Abortion was later criminalized in Virginia and across other states in the 19th century. But these laws reflected the development of modern gynecology more than a change in morality. The curette, introduced in 1843, was widely adopted when dilators were developed in 1871, resulting in the “D and C” procedure, in which the cervix is dilated to allow for passage of a curette, which removes tissue from the uterus. Abortion transformed from a private, female matter to the purview of male medical professionals, who excluded other providers by influencing lawmakers.

Therefore, the more historically accurate conclusion is Justice Harry Blackmun’s majority opinion in Roe v. Wade (1973), that “at the time of the adoption of our Constitution, and throughout the majority of the 19th century, abortion was viewed with less disfavor than under most American statutes currently in effect. Phrasing it another way, a woman enjoyed a substantially broader right to terminate a pregnancy than she does in most States today. “

Though Marshall’s notes on Commonwealth v. Randolph are extensive, this episode is poorly documented in the county court records, and, thus, no formal case law was generated. Regardless, the episode begs examination as it involved key Founders who occupied vastly different positions on the political spectrum, both nationally and in Virginia. The Federalist Marshall believed in a strong national government. Jefferson mostly supported a decentralized system. Henry was a populist. Yet all three tacitly agreed that abortion in this case was a private matter, not a criminal act worthy of further investigation and prosecution. In a remarkable coda, Nancy went on to marry Gouverneur Morris of New York, an influential signer of the Constitution, who was well aware of her backstory.

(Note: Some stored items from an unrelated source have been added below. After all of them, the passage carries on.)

Issue #7197, opened 2020-07-29
double-lock in WriteImplWALOnly


byteink:
In WriteImplWALOnly, mutex_ is locked twice, cause deadlock.

First time:
https://github.com/facebook/rocksdb/blob/d9d190742c0a8a3d5ff0b0867383bd38c1d0f5f0/db/db_impl/db_impl_write.cc#L689

Then the second one in the call of WriteStatusCheck:
https://github.com/facebook/rocksdb/blob/d9d190742c0a8a3d5ff0b0867383bd38c1d0f5f0/db/db_impl/db_impl_write.cc#L838

zhichao-cao:
Hi @byteink , you are right, will create a PR to fix it. Thanks for pointing out it!

PR #7199, opened 2020-07-29
Fix the potential deadlock in WriteImplWALOnly and UnorderedWriteMemtable

zhichao-cao:
Pointed out by #7197 , there is a double lock in WriteImplWALOnly.
Also find another deadlock in UnorderedWriteMemtable. Move the check after switch_all_.notify_all().

Test plan: pass make check

### DIFF
--- a/db/db_impl/db_impl_write.cc
+++ b/db/db_impl/db_impl_write.cc
@@ -689,7 +689,7 @@ Status DBImpl::WriteImplWALOnly(
       InstrumentedMutexLock l(&mutex_);
       bool need_log_sync = false;
       status = PreprocessWrite(write_options, &need_log_sync, &write_context);
-      WriteStatusCheck(status);
+      WriteStatusCheckOnLocked(status);
     }
     if (!status.ok()) {
       WriteThread::WriteGroup write_group;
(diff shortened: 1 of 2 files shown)


db/db_impl/db_impl_write.cc
```diff
@@ -686,9 +686,10 @@ Status DBImpl::WriteImplWALOnly(
     // TODO(myabandeh): Make preliminary checks thread-safe so we could do them
     // without paying the cost of obtaining the mutex.
     if (status.ok()) {
-      InstrumentedMutexLock l(&mutex_);
+      mutex_.Lock();
       bool need_log_sync = false;
       status = PreprocessWrite(write_options, &need_log_sync, &write_context);
+      mutex_.Unlock();
```
anand1976, line 692: I'm worried if this might expose some race conditions. For example, if PreprocessWrite() returns an error status due to bg_error_, but it gets cleared before the call to WriteStatusCheck(). Maybe we can define a WriteStatusCheckLocked() and make WriteStatusCheck() a wrapper around it. PreprocessWrite() can directly call WriteStatusCheckLocked().

zhichao-cao: I see, maybe WriteStatusCheckLocked() is a better solution for this.

db/db_impl/db_impl_write.cc
```diff
@@ -830,6 +830,17 @@ Status DBImpl::WriteImplWALOnly(
...
+  mutex_.AssertHeld();
+  if (immutable_db_options_.paranoid_checks && !status.ok() &&
+      !status.IsBusy() && !status.IsIncomplete()) {
+    error_handler_.SetBGError(status, BackgroundErrorReason::kWriteCallback);
+  }
+}
+
 void DBImpl::WriteStatusCheck(const Status& status) {
   // Is setting bg_error_ enough here?  This will at least stop
   // compaction and fail any further writes.
```
anand1976, line 846: Minor - can we acquire mutex here and call ```WriteStatusCheckOnLocked``` so the code is not duplicated?

zhichao-cao: @anand1976 Updated and also addressing the deadlock in UnorderedWriteMemtable.

byteink: I worry about this fix maybe cause performance problems. I mean, we must to acquire the mutex even if the if condition is not met. the condition is ```immutable_db_options_.paranoid_checks && !status.ok() && !status.IsBusy() && !status.IsIncomplete()```

anand1976: That's a good point. It can cause performance regression for unordered writes. I'm ok with reverting this function back to the way it was.

PR #7202, opened 2020-07-30
Allow optimization level to be set in Makefile

ajkr:
`-O3` is already adopted widely, so we should make it easier to configure
for development/open source. This PR adds an `OPTIMIZE_LEVEL` variable
that users can set to override the `-O` flag chosen in the Makefile.

Test Plan: built a few different ways and verified correct value is passed for `-O` flag

### DIFF
--- a/Makefile
+++ b/Makefile
@@ -136,6 +136,8 @@ else
 	OPTIMIZE_LEVEL ?= -Os
 endif
 endif
+# `OPTIMIZE_LEVEL` is empty when the user does not set it and `DEBUG_LEVEL=2`.
+# In that case, the compiler default (`-O0` for gcc and clang) will be used.
 OPT += $(OPTIMIZE_LEVEL)
 
 # compile with -O2 if debug level is not 2
--- a/Makefile
+++ b/Makefile
@@ -131,11 +131,12 @@ endif
 # Figure out optimize level.
 ifneq ($(DEBUG_LEVEL), 2)
 ifeq ($(LITE), 0)
-	OPT += -O2
+	OPTIMIZE_LEVEL ?= -O2
 else
-	OPT += -Os
+	OPTIMIZE_LEVEL ?= -Os
 endif
 endif
+OPT += $(OPTIMIZE_LEVEL)
 
 # compile with -O2 if debug level is not 2
 ifneq ($(DEBUG_LEVEL), 2)


Makefile
```diff
@@ -131,11 +131,12 @@ endif
 # Figure out optimize level.
 ifneq ($(DEBUG_LEVEL), 2)
```
mrambacher, line 132: Are you allowing/expecting OPTIMIZE_LEVEL to be set when DEBUG_LEVEL=2?  This current code allows it.  

This might read cleaner as:
ifneq($(DEBUG_LEVEL,2)
ifneq ($OPTIMIZE_LEVEL,)
OPT += $(OPTIMIZE_LEVEL)
elif ($LITE)
else

ajkr: I think it's conceptually simpler to allow `OPTIMIZE_LEVEL` (a more specific option) to override the level implied by `DEBUG_LEVEL` (a more general option). That doesn't mean all combinations will work, but if somebody specifies something like `OPTIMIZE_LEVEL=-O2`, I'd rather let it fail than sanitize it to something else.

ajkr:
> What about equivalent changes for CMake? We should try to keep the two systems from diverging as much as possible...

cmake users can already build with `-O3` like this:

```
$ cmake <rocksdb dir> -DCMAKE_BUILD_TYPE=Release -DCMAKE_CXX_FLAGS_RELEASE=-O3
```

Makefile
mrambacher: I am fine with falling through, but was wondering if that should be the intent or if -O0 should be set for debug (or if no optimization level should be set).  Please just add a comment as to the intent so it becomes clear.

Also, do you expect that the DEBUG_LEVEL=1 and 0 should use the same optimization level or not?

mrambacher:
> > What about equivalent changes for CMake? We should try to keep the two systems from diverging as much as possible...
> 
> cmake users can already build with `-O3` like this:
> 
> ```
> $ cmake <rocksdb dir> -DCMAKE_BUILD_TYPE=Release -DCMAKE_CXX_FLAGS_RELEASE=-O3
> ```

But in the case of LITE mode it is hard-coded to do -Os in the CMake build, so the user cannot really override it, can they?

ajkr:
> > > What about equivalent changes for CMake? We should try to keep the two systems from diverging as much as possible...
> > 
> > 
> > cmake users can already build with `-O3` like this:
> > ```
> > $ cmake <rocksdb dir> -DCMAKE_BUILD_TYPE=Release -DCMAKE_CXX_FLAGS_RELEASE=-O3
> > ```
> 
> But in the case of LITE mode it is hard-coded to do -Os in the CMake build, so the user cannot really override it, can they?

Right. I verified that does not result in a consistent behavior. Actually even if we omit the `-DCMAKE_CXX_FLAGS_RELEASE=-O3` in the command above, it still adds `-O2` by default, which results in building with `-Os` and `-O2` -- only the latter can take effect. So the way `-Os` is specified in CMakeLists.txt is incorrect.

Makefile
ajkr: > I am fine with falling through, but was wondering if that should be the intent or if -O0 should be set for debug (or if no optimization level should be set).

I am ok with leaving it blank and allowing the compiler default (`-O0` for gcc and clang) to be used. 

> Also, do you expect that the DEBUG_LEVEL=1 and 0 should use the same optimization level or not?

It seems ok. I usually think of `DEBUG_LEVEL=1` as enabling assertions (i.e., not specifying `-DNDEBUG`), while allowing optimizations.

ajkr:
> > > > What about equivalent changes for CMake? We should try to keep the two systems from diverging as much as possible...
> > > 
> > > 
> > > cmake users can already build with `-O3` like this:
> > > ```
> > > $ cmake <rocksdb dir> -DCMAKE_BUILD_TYPE=Release -DCMAKE_CXX_FLAGS_RELEASE=-O3
> > > ```
> > 
> > 
> > But in the case of LITE mode it is hard-coded to do -Os in the CMake build, so the user cannot really override it, can they?
> 
> Right. I verified that does not result in a consistent behavior. Actually even if we omit the `-DCMAKE_CXX_FLAGS_RELEASE=-O3` in the command above, it still adds `-O2` by default, which results in building with `-Os` and `-O2` -- only the latter can take effect. So the way `-Os` is specified in CMakeLists.txt is incorrect.

Created issue #7213.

If anything, the saga demonstrates that the concept of abortion as a private matter was “deeply rooted” in the minds of our nation’s Founders. As Americans consider their next move on the abortion issue at the state level, they should be mindful of the precedents followed by these early giants of our republic.

Sarah Hougen Poggi is a Virginia-based obstetrician-gynecologist specializing in maternal-fetal medicine. Cynthia A. Kierner is a Virginia-based historian and author of “Scandal at Bizarre: Rumor and Reputation in Jefferson’s America.”